| '10,000BC'
Reviewed by Martin McGrath
There
are those for whom the name Roland Emmerich strikes a chill
in their heart. There are those who regard his noisy
back catalogue (including Stargate, Independence Day,
Godzilla, and The Day After Tomorrow) as a blight
upon science fiction.
I am not one of those critics. Emmerich’s previous
films might have been big and stupid and noisy and brash,
but they were always entertaining with a nice thread of humour
and generally likeable heroes.
Despite this, not even I can defend 10,000BC –
which is horrendous mess of a movie. Calling a film 10,000BC
and then having it feature metal-clad warriors (copper started
to be worked around 5000BC – and these guys seem to
be carrying iron, which is another 5000 years in the future)
riding horses (4000BC) and building pyramids (3000BC at the
earliest) is the kind of red rag to the pedant’s bull
that we expect from Hollywood movies. There will be those
who can’t get over such crass stupidities but for most
of the audience they wouldn’t matter if the film was
interesting and exciting enough to carry them over the bumps.
Sadly 10,000BC is not only stupid, it is also dull.

The film starts with a northern tribe hunting mammoths, their
life is suddenly disrupted by the arrival of southern raiders
riding horses and wearing metal armour and carrying swords.

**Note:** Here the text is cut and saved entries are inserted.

PR #4196, opened 2026-07-20
Update joystick mapping and refactor to get rid of joystick_helper.asset

WeirdRubberDuck:
Update joystick input mapping to make it easier to fly around the current focus node, and simplify joystick assets by removing the joystick_helper. 

Summary of mapping changes: 

1. Move roll input to the upper trigger buttons
    - Note that these use the WebSocket commands to apply a roll, as we cannot currently bind a given camera motion to a button, only axes
    - This was the main motivation for the change, as we could not roll nicely when flying to e.g. land on a surface
2. Move Pause to `DPad.UP`, to put all the time control actions in the same place
3. Move "Set time to yesterday" to `X` for Xbox and `Square` for PlayStation
4. Move "Change of focus node" commands to the `Back`/`Start` for Xbox, and `Share`/`Options` for PlayStation
5. Remove roll friction binding (we concluded that this is never needed)

Other changes: 
* Fix a bug that a bound joystick mapping could not be unbound, and unbind mapping on asset deinitialize
* Combine duplicated mappings (wired and wireless version of same controller), to ultimately remove the need of the joystick_helper
* Remove the joystick_helper.asset file (⚠️ **Breaking change** ⚠️ )
* Fix a bug where the joystick input was not reset when a controller is disconnected

Tested controllers:
- [X] Xbox
- [X] Xbox Wireless
- [X] Space Mouse - Compact
- [ ] Space Mouse - Enterprise version
- [x] PS4
- [x] PS5 

FYI: 
* Next, I will look at refactoring the joystick binding code, so we can add it to the UI. With this, the mapping configs as they look in this file will likely be replaced with a format that is easier to edit, like a JSON file.


WeirdRubberDuck:
Future me: Remember to update docs: https://docs.openspaceproject.com/releases-v0.22/using-openspace/navigation/joystick.html

alexanderbock (approved):

Roxeena (approved):
:+1:

PR #4197, opened 2026-07-21
Queue messages to be sent via main thread

engbergandreas:
Fixes an issue where we tried locking the same mutex deep inside ghoul networking files when disconnecting (or connecting) an app. Topic messages are now put in a queue and sent from the main thread on presync instead of synchronous on the same thread

Appeared with the recent ghoul network changes https://github.com/OpenSpace/Ghoul/pull/137

### DIFF
--- a/src/topic/topics/errorlogtopic.cpp
+++ b/src/topic/topics/errorlogtopic.cpp
@@ -25,7 +25,9 @@
 #include <openspace/topic/topics/errorlogtopic.h>
 
 #include <openspace/documentation/schema.h>
+#include <openspace/engine/globals.h>
 #include <openspace/topic/notificationlog.h>
+#include <openspace/topic/server.h>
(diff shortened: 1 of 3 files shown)


alexanderbock (approved):

src/topic/topics/errorlogtopic.cpp
```diff
@@ -126,15 +131,35 @@ void ErrorLogTopic::createLog() {
...
+    std::vector<nlohmann::json> messagesToSend;
+    {
+        const std::unique_lock lock(_queuedMessagesMutex);
+        std::swap(messagesToSend, _queuedMessages);
+    }
+
+    for (const nlohmann::json& message : messagesToSend) {
+        sendData(message);
+    }
+
```
WeirdRubberDuck:
```suggestion
```

WeirdRubberDuck (approved):

PR #4198, opened 2026-07-29
Add Hidden flags to Actions and ScreenSpaceRenderables

alexanderbock:
Only adds the backend data storage, not any UI components

### DIFF
--- a/src/interaction/actionmanager_lua.inl
+++ b/src/interaction/actionmanager_lua.inl
@@ -106,6 +106,10 @@ struct [[codegen::Dictionary(Action)]] Action {
     // Determines whether the provided command will be executed locally or will be sent to
     // connected computers in a cluster or parallel connection environment.
     std::optional<bool> isLocal;
+
+    // Determines whether the provided command will be hidden from the user interface.
+    // This is just a hint that will be forwarded to the user interface.
+    std::optional<bool> isHidden;
 };
 
 /**
@@ -140,7 +144,8 @@ struct [[codegen::Dictionary(Action)]] Action {
         .guiPath = action.guiPath.value_or("/"),
         .color = action.color,
         .textColor = action.textColor,
-        .isLocal = openspace::Action::IsLocal(action.isLocal.value_or(false))
+        .isLocal = openspace::Action::IsLocal(action.isLocal.value_or(false)),
+        .isHidden = openspace::Action::IsHidden(action.isHidden.value_or(false))
     };
     global::actionManager->registerAction(std::move(a));
 }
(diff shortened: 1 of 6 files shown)


src/interaction/actionmanager_lua.inl
WeirdRubberDuck:
```suggestion
* keys: `Identifier`, `Command`, `Name`, `Documentation`, `GuiPath`,
* `IsLocal`, and `IsHidden`.
```

WeirdRubberDuck:
```suggestion
* Returns information about the action as a table with the keys: `Identifier`, `Command`,
* `Name`, `Documentation`, `GuiPath`, `IsLocal`, and `IsHidden`.
```

WeirdRubberDuck (approved):
Looks good to me, but remember to also update the JSON schema for the actions topic: https://github.com/OpenSpace/OpenSpace/blob/master/src/topic/topics/actionkeybindtopic.cpp#L59

And we need to remember to update the generated typescript types for the API and UI. 

If you want, I can go ahead and update the UI code based on this change right away?  Would be good to have it be testable

src/rendering/screenspacerenderable.cpp
```diff
@@ -144,6 +144,14 @@ namespace {
         Property::Visibility::User
     };
 
+    constexpr Property::PropertyInfo IsHiddenInfo = {
+        "Hidden",
+        "Hidden",
```
WeirdRubberDuck: Just realized that for scene graph nodes, this property is called "GuiHidden" rather than "Hidden". Not sure that it matters that they are different, but wanted to check if we're ok with this inconsistency?

alexanderbock: Yea, consistency there is probably better.. Will change

alexanderbock:
@WeirdRubberDuck  Yea, the UI responding to both would be very useful

src/topic/topics/actionkeybindtopic.cpp
```diff
@@ -73,7 +73,8 @@ Schema ActionKeybindTopic::Schema() {
                 "guiPath": { "type": "string" },
                 "identifier": { "type": "string" },
                 "isLocal": { "type": "boolean" },
-                "name": { "type": "string" }
+                "name": { "type": "string" },
+                "isHidden" { "type": "boolean" }
```
WeirdRubberDuck, line 77:
```suggestion
                "isHidden": { "type": "boolean" }
```

WeirdRubberDuck:
Just realized that the `ScreenSpaceSkyBrowser` class also has a "IsHidden" property already. Should we remove this one and instead replace it with the one that now exists for all ScreenSpaceRenderables?

I'm a bit confused about what it's used for. It seems to be always set to true, and we don't use it anywhere in the UI. Do we even use the screenspaceskybrowser for the skybrowser feature nowadays? 🤔

PR #4206, opened 2026-08-11
Feature/rename parallelpeer to astrocast

engbergandreas:
This PR renames the `ParallelPeer` to `Astrocast`

Also does some cleanup on the code


alexanderbock (approved):

data/assets/dashboard/astrocast.asset
```diff
@@ -18,8 +18,8 @@ asset.export(Item)
 
 
 asset.meta = {
-  Name = "Dashboard - ParallelConnection",
-  Description = "This asset provides a ParallelConnection dashboard item",
+  Name = "Dashboard - AstroCast",
+  Description = "This asset provides an Astrocast dashboard item",
```
WeirdRubberDuck: Even if we stick with the name, we need to decide if it is "AstroCast" or "Astrocast" :)

and if it should be written in caps when talking about it in docs  ("an astrocast connection" versus "an Astrocast connection")

data/assets/examples/dashboarditem/dashboarditemparallelconnection/parallelconnection.asset
```diff
@@ -1,9 +1,9 @@
 -- Basic
--- This example adds a dashboard item that shows the status of the parallel connection.
+-- This example adds a dashboard item that shows the status of the Astrocast.
```
WeirdRubberDuck:
```suggestion
-- This example adds a dashboard item that shows the status of the Astrocast connection.
```
?

data/assets/dashboard/astrocast.asset
alexanderbock: I've used Astrocast sofar in my text

src/network/astrocast.cpp
```diff
@@ -538,80 +667,97 @@ void ParallelPeer::requestHostship(std::optional<std::string> hostPassword) {
...
 }
 
-void ParallelPeer::sendScript(std::string script) {
+void Astrocast::sendScript(std::string script) {
     if (!isHost()) {
         return;
     }
 
+    // @TODO (anden88 2026-08-11): This is a temporary solution to avoid sending scripts
+    // that are related to astrocast. Proabbly what we want is to have the JavaScript
```
WeirdRubberDuck:
```suggestion
    // that are related to astrocast. Probably what we want is to have the JavaScript
```

src/network/astrocast.cpp
```diff
@@ -691,127 +834,111 @@ void ParallelPeer::setStatus(ParallelConnection::Status status) {
...
-    kf._followNodeRotation = navHandler.orbitalNavigator().followingAnchorRotation();
-    if (kf._followNodeRotation) {
-        kf._position = glm::inverse(focusNode->worldRotationMatrix()) * kf._position;
-        kf._rotation = navHandler.orbitalNavigator().anchorNodeToCameraRotation();
-    }
-    else {
-        kf._rotation = navHandler.camera()->rotationQuaternion();
-    }
+Astrocast::Message Astrocast::receiveMessage() {
+    // Header consists of...
```
WeirdRubberDuck:
```suggestion
```
? At first look, this comment looks unfinished, but either way it's a little redundant?

src/network/astrocast.cpp
```diff
@@ -38,23 +38,181 @@
...
+    constexpr std::string_view _loggerCat = "Astrocast";
     constexpr size_t MaxLatencyDiffs = 64;
 
+    // Gonna do some UTF-like magic once we reach 255 to introduce a second byte or so
+    static constexpr uint8_t ProtocolVersion = 7;
+
+    class ConnectionLostError final : public ghoul::RuntimeError {
+    public:
+        explicit ConnectionLostError(bool shouldLogError_ = true)
+            : ghoul::RuntimeError("Astrocast connection lost", "Astrocast")
```
WeirdRubberDuck, line 68: I was a bit confused about the input parameter when this error was used to not log error ("what does false mean?)"

How about introducing a `BooleanType` to make it a bit clearer what the value means? 


```suggestion
    BooleanType(ShouldLogError);

    class ConnectionLostError final : public ghoul::RuntimeError {
    public:
        explicit ConnectionLostError(ShouldLogError shouldLogError_ = ShouldLogError::Yes)
            : ghoul::RuntimeError("Astrocast connection lost", "Astrocast")
```

The line
```cpp
throw ConnectionLostError(false);
```
then becomes: 
```cpp
throw ConnectionLostError(ShouldLogError::No);
```

WeirdRubberDuck (approved):
👍 Didn't try running the astrocast featue, but code and name changes looks good to me

src/network/astrocast.cpp
```diff
@@ -691,127 +834,111 @@ void ParallelPeer::setStatus(ParallelConnection::Status status) {
...
+    constexpr size_t HeaderSize =
+        2 * sizeof(char) + // OS
+        sizeof(uint8_t) +  // Protocol version
+        sizeof(uint8_t) +  // Message type
+        sizeof(uint32_t);  // message size
 
-    kf._focusNode = focusNode->identifier();
-    kf._scale = navHandler.camera()->scaling();
-    kf._timestamp = global::windowDelegate->applicationTime();
+    // Create basic buffer for receiving first part of messages
```
WeirdRubberDuck: First part?  Isn't this the entire message?

data/assets/examples/dashboarditem/dashboarditemastrocastconnection/astrocastconnection.asset
```diff
@@ -1,9 +1,9 @@
 -- Basic
```
WeirdRubberDuck, line 1: This file (and folder) needs renaming

src/network/astrocast.cpp
```diff
@@ -159,43 +316,42 @@ ParallelPeer::ParallelPeer()
     addProperty(_cameraKeyframeInterval);
```
WeirdRubberDuck, line 318: Did a quick test using astrocast.openspaceproject.com, and wondering if some of these properties should be made readonly?

Does it make sense to be able to edit them?  There is no way to start a connection using just these proeprties, right?

engbergandreas: I think with the website, it makes less sense to edit them. But yes you can in fact edit these to start a connection but it is going to be much harder than using the website since you have to know the ports etc. 

Doing readonly does not block setPropertyValue to be updating these values right, it would just block updating from the UI?

WeirdRubberDuck: Correct, it's just a hint to the GUI

And gotcha. Does the connection happen automatically when filling in all the properties, then?  I kind of expected a "connect" trigger property or something :)

engbergandreas: In the ImGui there are connect/disconnect buttons https://github.com/OpenSpace/OpenSpace/blob/af202b2f738de3ea5fc81f5d894f86923b870f2f/modules/imgui/src/guiastrocastcomponent.cpp#L65 that triggers the connection

PR #4210, opened 2026-08-14
Fixes to `ScreenSpaceTimeVaryingImageOnline`

WeirdRubberDuck:
* Fix a rendering bug where the plane was rendered with whatever texture was bound when outside valid data time. 
* Add new properties `ShowBefore` and `ShowAfter` to decide whether the image should stay visible before/after the first/last time + add an example
* Add a trigger property to jump to the first time in the data file (there is no way of knowing what this is from the UI otherwise)

I feel like this renderable could use some testing in general, so please try it out and see if there are other imporvement we want to make

### DIFF
--- a/modules/base/rendering/screenspacetimevaryingimageonline.cpp
+++ b/modules/base/rendering/screenspacetimevaryingimageonline.cpp
@@ -146,6 +146,13 @@ void ScreenSpaceTimeVaryingImageOnline::computeSequenceEndTime() {
     _sequenceEndTime = last + avg;
 }
 
+void ScreenSpaceTimeVaryingImageOnline::render(const RenderData& renderData) {
+    if (!_texture) {
+        return;
+    }
+    ScreenSpaceRenderable::render(renderData);
+}
+
 void ScreenSpaceTimeVaryingImageOnline::update() {
     if (_timestamps.empty()) {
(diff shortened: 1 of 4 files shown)


modules/base/rendering/screenspacetimevaryingimageonline.cpp
```diff
@@ -54,6 +54,29 @@ namespace {
...
+        "If enabled, the image with the earliest timestamp is shown when the simulation "
+        "time is before the first timestamp specified in the data file.",
+        Property::Visibility::User
+    };
+
+    constexpr Property::PropertyInfo ShowAfterInfo = {
+        "ShowAfter",
+        "Show image after last time",
+        "If enabled, the image with the latest timestamp is shown when the simulation "
+        "time is after the lasttimestamp specified in the data file.",
```
WeirdRubberDuck:
```suggestion
        "time is after the last timestamp specified in the data file.",
```

WeirdRubberDuck:
Without the rendering fix, going to a time outside the times in the data file could result in something like this... :)

https://github.com/user-attachments/assets/5cb604fd-a1db-4101-9406-d40b8c3ab5f8

alexanderbock (approved):

Issue #4107, opened 2023-07-03
Migrate test framework away from Karma


Zarthus:
**Is your feature request related to a problem? Please describe.**

Karma does not support Node JS 18+ (unless you run `export NODE_OPTIONS=--openssl-legacy-provider` [NOT RECOMMENDED]). GitHub Actions actively prohibits toggling this option on.

NodeJS 16 will EOL in 2 months time: https://endoflife.date/nodejs

It is unclear for how long GitHub Actions will keep supporting Node 16, but we should assume the EOL date.

**Describe the solution you'd like**
We need to migrate away from Karma to another testing framework, e.g. Jest

This may be partially automatable with something like https://jestjs.io/docs/migration-guide#jest-codemods

**Describe alternatives you've considered**

1. Run Github Actions on Node 18 with `--openssl-legacy-provider` (not possible)
2. Keep running the CI on node 16 but target development on 18 (not feasible long-term)
3. Use a different CI infrastructure than GitHub actions to run our testsuite (not feasible long-term)

**Additional context**

More context: https://github.com/Hacker0x01/react-datepicker/pull/4100

https://github.com/karma-runner/karma/commit/450fdfdac5b999967daec1020f1ac69cf9b854ab

martijnrusschen:
This is an important initiative. Any help we can get to migrate to Jest would be welcome. Using code mods may be give us a good start on getting the migration done.

PR #4229, opened 2023-08-31
karma to jest migration completed

polbene95:
Closes https://github.com/Hacker0x01/react-datepicker/issues/4107

In this PR we are migrating from Karma to Jest.

Extra changes: 
-  In `day.jsx`, `month.jsx`, & `week.jsx` `PropTypes.instanceOf(Element)` was changed for `PropTypes.object` because the first one doesn’t work on server side render making the test fail.

- In `day.jsx` we changed `shouldFocusDay && this.dayEl.current.focus({ preventScroll: true });` for `shouldFocusDay && this.dayEl.current?.focus({ preventScroll: true });` because in some test `this.dayEl.current` was `null` making the test fail.

What's missing:

- Scripts for `test`, `test:ci` & `test:watch` need to be updated.


package.json
```diff
@@ -90,15 +84,15 @@
     "rollup-plugin-replace": "^2.2.0",
     "rollup-plugin-terser": "^7.0.2",
     "rollup-plugin-uglify": "^6.0.4",
-    "sass": "1.66.1",
```
martijnrusschen, line 93: Why is this needed?

martijnrusschen:
Looking good overall, would be good to get CI scripts running so we can have the test suite running.

package.json
```diff
@@ -63,17 +65,9 @@
     "highlight.js": "^11.0.1",
     "husky": "8",
     "istanbul-instrumenter-loader": "^3.0.1",
-    "karma": "^6.4.2",
-    "karma-chai": "^0.1.0",
-    "karma-coverage": "^2.2.1",
```
martijnrusschen, line 68: We should consider finding an alternative for this. I think Jest may have support for this, but not sure how to set this up.

package.json
```diff
@@ -124,7 +118,7 @@
     "lint": "yarn run eslint && yarn run sass-lint",
     "prettier": "prettier --write '**/*.{js,jsx}'",
     "start": "yarn --cwd docs-site install && yarn --cwd docs-site start",
-    "test": "NODE_OPTIONS=--openssl-legacy-provider NODE_ENV=test karma start karma.conf.js --single-run",
+    "test": "jest --verbose",
     "test:ci": "NODE_ENV=test karma start karma.conf.js --single-run",
     "test:watch": "NODE_OPTIONS=--openssl-legacy-provider NODE_ENV=test karma start karma.conf.js --watch",
```
martijnrusschen, line 123: These 2 lines need to be updated as well.

package.json
polbene95: I don't know how did this got here. I reverted the change.

package.json
polbene95: Just updated the scripts.

package.json
polbene95: What do we need to find an alternative for exactly?

martijnrusschen: The code coverage tool

Zarthus (approved):
Thanks so much for doing this!

I reviewed all the non-test files and it gets a big thumbs up from me.

I skimmed over the new tests and they look good to me as well.

Issue #4283, opened 2023-10-01
Test Case Failing Due to Incomplete Data Display in DatePicker Component


balajis-qb:
### Issue:
The test case located in `datepicker_test.test.js`, within the `describe("selectsRange with inline")` block and named `it("should change dates of range change startDate when endDate set before startDate")` is currently failing under specific conditions.

### Problem:
In the above mentioned test-case, we attempt to find a date three days before the current date within a `DatePicker` component. 
![Test case issue](https://github.com/Hacker0x01/react-datepicker/assets/145029139/5b4ad87e-d9c0-4eb3-8175-bc8d5bcf9e69)

However, this test case is failing in certain scenarios.  The issue arises when the current date falls at the beginning of a month. In such cases, the `DatePicker` component does not display the previous month's data, which prevents us from selecting a date three days before the current date.
![The issue screenshot](https://github.com/Hacker0x01/react-datepicker/assets/145029139/5974c2a0-7cd5-434f-ab40-8bd826b876cd)

### To Reproduce
Normally, this issue will not occur, but I accidentally caught it on Oct. 1, 2023, as there were no fall-over days from last month in this month's week, so the component is not rendering the last month's data.
![Issue Screenshot](https://github.com/Hacker0x01/react-datepicker/assets/145029139/013361ba-8792-4e24-ad9b-4fce49f546c0)

### Suggested Solution:
To address this issue, we propose the following solution:

1. When the current date is at the beginning of the month and the `DatePicker` component does not display the previous month's data, we should navigate to the previous month programmatically.
2. After navigating to the previous month, we can then attempt to select the desired date three days before the current date.

### Expected behavior
With the suggested solution in place, the test case should be able to find and select a date three days before the current date, regardless of whether it falls at the beginning of the month.

### Screenshots
![The issue screenshot](https://github.com/Hacker0x01/react-datepicker/assets/145029139/f49d02c2-b903-4403-91b2-dc38f0300e64)

balajis-qb:
You can assign this issue to me.  I fixed the test case, I'll raise a PR for it

martijnrusschen:
Nice catch, yes this test needs to be fixed. Pretty useless if it doesn't work on the 1st of the month :)

balajis-qb:
Thank you @martijnrusschen for assigning the issue.  I fixed the test case.  Kindly review my PR https://github.com/Hacker0x01/react-datepicker/pull/4284 and let me know if any changes required

PR #4284, opened 2023-10-01
Fix: Ensure Proper Date Selection in DatePicker Test Case

balajis-qb:
Closes https://github.com/Hacker0x01/react-datepicker/issues/4283

### Proposed Changes:

- Added logic to the it("should change dates of range change startDate when endDate set before startDate") test case in datepicker_test.test.js to ensure proper date selection.
- Fixed the issue where the test was failing under specific conditions, particularly when the current date was at the beginning of a month.

### DIFF
--- a/test/datepicker_test.test.js
+++ b/test/datepicker_test.test.js
@@ -24,6 +24,24 @@ function getSelectedDayNode(datePicker) {
   );
 }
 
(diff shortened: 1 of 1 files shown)


martijnrusschen (approved):
Nice!

Issue #3635, opened 2022-05-19
Accessibility issue - when date picker closes focus does not return on input


TautvydasPetrauskas:
**Describe the bug**
When date picker closes pressing `Escape` or when `shouldCloseOnSelect` property is passed, focus does not return on input

**To Reproduce**

1. Go to (https://reactdatepicker.com/#example-open-to-date)
2. On the first default example add `shouldCloseOnSelect` property for `<DatePicker />`
3. Open date picker and select a date or press `Escape`
4. See that focus does not return on input.

**Expected behavior**
After close focus suppose to go on input.

**Screenshots**

https://user-images.githubusercontent.com/49157108/169313648-05350b56-317a-4043-a3d3-34980fe5c937.mov

PR #4285, opened 2023-10-02
fix(3635): a11y - Sets focus to input on select

justinseiter:
# Fixes: https://github.com/Hacker0x01/react-datepicker/issues/3635 : [Accessibility issue - when date picker closes focus does not return on input](https://github.com/Hacker0x01/react-datepicker/issues/3635) 

### Issue
When using the `Escape` or `Enter` keys as well as after selection with pointer, focus did not return to input.

Accessibility [guidelines](https://www.w3.org/WAI/ARIA/apg/patterns/dialog-modal/examples/datepicker-dialog/) suggest that in these instances focus should return to the input.

### What were the specific changes made?

- Adds a `sendFocusBackToInput` method for handling returning focus. There were already two separate (nearly identical) implementations to handle this within `handleSelect` and `onPopperKeydown`. The `sendFocusBackToInput` is simply an abstraction to facilitate reuse in those instances as well as several others.
- Adds tests around possible consumer implementations.

### Additional notes/context
This work makes considerations not only for default implementations but as well as:
- `isClearable` - Clicking clear now returns focus to input
- `customInput` - This one Just Works ™️ as long as implemented as outlined in docs (ie with `forwardRef`)
- `shouldCloseOnSelect` - Don't hide calendar on date selection means we'll keep focus within picker
- `disabledKeyboardNavigation`- Pointer only
- `showTimeSelect` - When this prop is enabled the picker currently closes once a time is selected. This work just makes sure that focus only returns on that event and not on date selection.
- `inline` - Focus remains on picker
- `withPortal` - Again, Just works ™️ thanks to previous contributors. :) 
- Pressing `Escape` while in the input field - If picker was open and focus was on input, pressing `Escape` would send focus to `body`. Now returns to input.

https://github.com/Hacker0x01/react-datepicker/assets/78192/5c668e2e-4104-46af-8a64-768e0713889d

### DIFF
--- a/src/index.jsx
+++ b/src/index.jsx
@@ -302,6 +302,7 @@ export default class DatePicker extends React.Component {
   constructor(props) {
     super(props);
     this.state = this.calcInitialState();
+    this.preventFocusTimeout = null;
   }
 
   componentDidMount() {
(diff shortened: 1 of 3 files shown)


martijnrusschen (approved):
Thanks, this is looking great.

The raiders take away slaves and D’Leh must lead a small
band to try and rescue their friends. Along the way –
and in remarkably short order – they cross jungle and
dessert picking up a vast army of allies who have been similarly
raided. Their journey leads them to a city devoted to the
construction of pyramids (using domesticated mammoths), D’Leh’s
chance to meet his long-lost father, and a revolution that
is won via the innovative strategy of walking up to the king/alien
ruler of the enemy and tossing a spear at them.
10,000BC is without redeeming features. The acting
performances are wooden and it is clear that many of the cast
have no better idea of what is going on than the audience,
not helped by an utter lack of convincing emotion between
the leading characters. And since the film offers nothing
much in terms of story or emotional content, it is unforgivable
that the action sequences are so poorly handled. The CGI mammoths
seem a step backwards as they lumber unconvincingly across
the screen and the battle sequences suffer from flash editing
and badly thought out choreography.
This is exactly the kind of film that gives Hollywood and
genre cinema a bad name. Twelve thousand years in the making,
10,000BC isn’t worth five minutes of your time.